PR #1255, opened 2022-06-05
bugfix: delete port left over

ruifaling:
This is an abnormal scenario: the virtual machine creation fails, but the port creation succeeds. In this case, the port will be left when deleting the cluster, because this port cannot be deleted according to the virtual machine. In this case, we can query the relevant port according to the subnet to delete it
Fixes #

**TODOs**:

- [ ] squashed commits
- if necessary:
  - [ ] includes documentation
  - [ ] adds unit tests

/hold


erkanerol:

▶ [What you have to do] Each record above has to be printed again, word for word.

▶ [Answer box]
PR #1255, opened 2022-06-05
bugfix: delete port left over

ruifaling:
This is an abnormal scenario: the virtual machine creation fails, but the port creation succeeds. In this case, the port will be left when deleting the cluster, because this port cannot be deleted according to the virtual machine. In this case, we can query the relevant port according to the subnet to delete it
Fixes #

**TODOs**:

- [ ] squashed commits
- if necessary:
  - [ ] includes documentation
  - [ ] adds unit tests

/hold


erkanerol:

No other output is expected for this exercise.